Possibilidades...

Um dos meus eus pergunta a outro eu, certa noite antes de dormir, ambos vagando pelos becos indecifráveis da minha mente:

- É possível inovar dentro da escrita acadêmica?

- Olha... - não respondi logo porque faltou-me palavras - sempre há possibilidades de inovação, senão seríamos os mesmos de algum tempo atrás. Escreveríamos da mesma forma.

- Mas é que... se misturamos os ingredientes para causar um efeito diferente, somos, de pronto, repreendidos! Eu mesmo, quando despejei uma dose de poesia nos meus escritos, sofri na pele a repreensão.

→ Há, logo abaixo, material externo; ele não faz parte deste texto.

PR #11892, opened 2020-05-11
WP Stories integration - save event snackbars

mzorz:
This is WIP.

This PR builds on top of #11930 

This PR implements snackbars on the MySiteFragment for:
- start Story saving process
- Story saving process ending successfully
- Story saving process ending in error

This PR uses a similar structure for event posting with EventBus as per the Media and Post uploaders in the `UploadService`, with some analogies for example the `StorySaveEvents` class holds all possible events for the Saving process now (similarly to how `PostEvents` holds events for Post uploading), and hence we can now listen to these in a more structured way.

1. moved start and results events into its own separate class so it's easier to read (`StorySaveEvents`)
2. added the EventBus listeners to MySite fragment as per UploadErrorEvent
3. to handle snackbar through the sequencer, we're using the  `UploadUtilsWrapper` which was already there serving the same purpose. Given both the `FrameSaveService` and `UploadService` are going to be tightly connected (one chaining into the other), makes sense to reuse the same Utils class for snackbars instead of duplicating code unnecessarily.

To test:
- TBD

PR submission checklist:


mzorz:
closing in favor of https://github.com/wordpress-mobile/WordPress-Android/pull/11931

PR #11893, opened 2020-05-11
Pulling avoid-jitpack changes into gutenberg release branch

mchowning:
Pulling changes to build gutenberg-mobile locally without JitPack from the release/14.8 branch into the `gutenberg/integrate_release_1.28.0` so that branch can successfully build on CI.

To test:

Build debug and release builds locally with `BUILD_GUTENBERG_FROM_SOURCE` set to `false`. Also verify that debug builds can be built with `BUILD_GUTENBERG_FROM_SOURCE` set to `true` (so 3 combinations total).

PR submission checklist:

- [X] I have considered adding unit tests where possible.
- [X] I have considered adding accessibility improvements for my changes.
- [X] I have considered if this change warrants user-facing release notes and have added them to `RELEASE-NOTES.txt` if necessary.

PR #11896, opened 2020-05-12
Gutenberg/embedded build no jitpack

SergioEstevao:
Stop using jitpack

To test:

- 1
  - `wp.BUILD_GUTENBERG_FROM_SOURCE` is false
  - Run `./gradlew assembleVanillaRelease` from the command line
- 2
  - `wp.BUILD_GUTENBERG_FROM_SOURCE` is true
  - Run `./gradlew assembleWasabiDebug` from the command line

PR submission checklist:


.circleci/config.yml
```diff
@@ -11,22 +11,80 @@ commands:
...
+    steps:
+      - run:
+          name: Checkout submodules
+          command: git submodule update --init --recursive
+  checkout-gutenberg-mobile-submodule-only:
+    steps:
+      - run:
+          name: Checkout gutenberg-mobile submodule (no recursive)
+          command: git submodule update --init
+  yarn-bundle-android:
```
dratwas, line 40: Why do we need that? For generating assets?

settings.gradle
```diff
@@ -9,6 +9,12 @@ include ':libs:login:WordPressLoginFlow'
 include ':WordPressMocks'
 project(':WordPressMocks').projectDir = new File(rootProject.projectDir, properties.getOrDefault('wp.wordpress_mocks_path', 'libs/mocks') + '/WordPressMocks')
 
+include ':react-native-aztec'
+project(':react-native-aztec').projectDir = new File(rootProject.projectDir, 'libs/gutenberg-mobile/react-native-aztec/android')
+
+include ':react-native-gutenberg-bridge'
+project(':react-native-gutenberg-bridge').projectDir = new File(rootProject.projectDir, 'libs/gutenberg-mobile/react-native-gutenberg-bridge/android')
+
 if (properties.getOrDefault('wp.BUILD_GUTENBERG_FROM_SOURCE', false).toBoolean()) {
```
dratwas, line 18: Do we still need the `wp.BUILD_GUTENBERG_FROM_SOURCE` flag?

dratwas, line 18: Do we still need the wp.BUILD_GUTENBERG_FROM_SOURCE flag?

.circleci/config.yml
mchowning: I think that's right. We're generating a fresh JS bundle so the ci build includes any changes.

dratwas: Hmmm, so we still will have the bundle in `gutenberg-mobile` and we will create the fresh one on the CI? So if you run locally WordPress-Android app w/o packager then you will have the bundle from `gutenberg-mobile/bundle` but the CI will generate a new one? Which JS bundle will be used in the APK generated by peril?

mchowning: I believe Android is never relying on having the bundle committed to gutenberg-mobile. Instead, we're always generating a new bundle if we're not using the packager, both locally and on CI. Obviously this is a different approach to what WPiOS does.

dratwas: Ok got it :) So, in that case, it's pointless to have the android bundle here - https://github.com/wordpress-mobile/gutenberg-mobile/tree/develop/bundle/android, right?

mchowning: I think that's right.

mchowning:
:wave: @cameronvoell  and @chipsnyder . I think I've resolved the issues you both observed in doing debug builds with the avoid-jetpack changes in #11893 . Would you care to give this PR a try?

chipsnyder:
Ran through the following builds with no problem 🥳 🚀 Nice work!

`BUILD_GUTENBERG_FROM_SOURCE `set to `false`:
- [x] ./gradlew assembleVanillaDebug 
- [x] ./gradlew assembleVanillaRelease 
- [x] ./gradlew assembleWasabiDebug 
- [x] ./gradlew assembleWasabiRelease 

`BUILD_GUTENBERG_FROM_SOURCE `set to `true`:
- [x] ./gradlew assembleVanillaDebug 
- [x] ./gradlew assembleVanillaRelease 
- [x] ./gradlew assembleWasabiDebug 
- [x] ./gradlew assembleWasabiRelease

cameronvoell:
> 👋 @cameronvoell and @chipsnyder . I think I've resolved the issues you both observed in doing debug builds with the avoid-jetpack changes in #11893 . Would you care to give this PR a try?

Same results as Chip here https://github.com/wordpress-mobile/WordPress-Android/pull/11896#issuecomment-628120065 Looks good!

mchowning:
:wave: @hypest ! I added a couple of changes on top of yours here. Would appreciate it if you could take a look since you're the most familiar with this. 
1. We were having issues building from source with these changes because we need to not build the JSBundle when building from source, so in aca31b1 I updated the `buildGutenbergMobileJSBundle` variable to insure that it was never true if `wp.BUILD_GUTENBERG_FROM_SOURCE` is true.
2. There were some CI failures on the "Ensure Assets Folder Exists` stage because we were trying to create the assets folder, but CI reported that the folder already existed. I updated the commands from `mkdir` to `mkdir -p` to avoid this in 2e91423.

hypest:
I think the no-jitpack solution was merged to develop via https://github.com/wordpress-mobile/WordPress-Android/pull/11921 so, not sure if this PR is needed anymore?

SergioEstevao:
I don't think we need this PR now that the release branch was merged back to develop.
Closing it for now, if we need to have something from this branch we can cherry-pick later on.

- É porque você deve ter exagerado! Nós temos que perceber que o outro tem um universo diferente de experiências precipitantes que contam ponto quando esse outro vai experimentar a sua mistura.

- Quer dizer que a nossa resposta, a nossa inovação tem que ser um pouco condicionada?

- Eu não diria condicionada, mas permeada pelos pressupostos sócio-culturais e pelas leis de cada ''cozinha''.

- Certo. Então, o meu bolo tem que ter um pouco desses pressupostos que você falou. Não posso fazer um bolo só para eu comer? Do meu jeitinho?

- Aí não haveria uma resposta social. Você não saberia se o bolo ficou legal e tal, se você poderia trocar receitas com outros e assim por diante. Não haveria ressonância, entende?

- Acho que agora eu entendi. Quer dizer que só posso inovar se for com um grupo?

- Olha, eu creio que para inovar e ser aceito numa determinada ''cozinha'', você precisa ter um respaldo de outros cozinheiros famosos ou quem sabe até desenvolver seus argumentos bem consistentes sobre determinado acréscimo de ingrediente...

- Ah! Chega! Cansei de tentar entender essas coisas! Vamos descansar um pouco, pelo menos até vir o sonho. Porque mente vazia é um pouco complicado. É como uma favela, com tantos becos estreitos, sem um pé de gente! Já viu?

Paramos de conversar eu e um dos meus eus.